PR #744, opened 2015-06-11
Alternate fix for #730

williamb1024:
Modify Win32FileNativeMethods.CreateFile to return SafeFileHandle rather than IntPtr and adjust callsite to ensure the returned handle is not leaked.

Issue #730

### DIFF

========================================

__Task to carry out__:
The whole of the data is to be copied out word for word.

__Result__:
PR #744, opened 2015-06-11
Alternate fix for #730

williamb1024:
Modify Win32FileNativeMethods.CreateFile to return SafeFileHandle rather than IntPtr and adjust callsite to ensure the returned handle is not leaked.

Issue #730

### DIFF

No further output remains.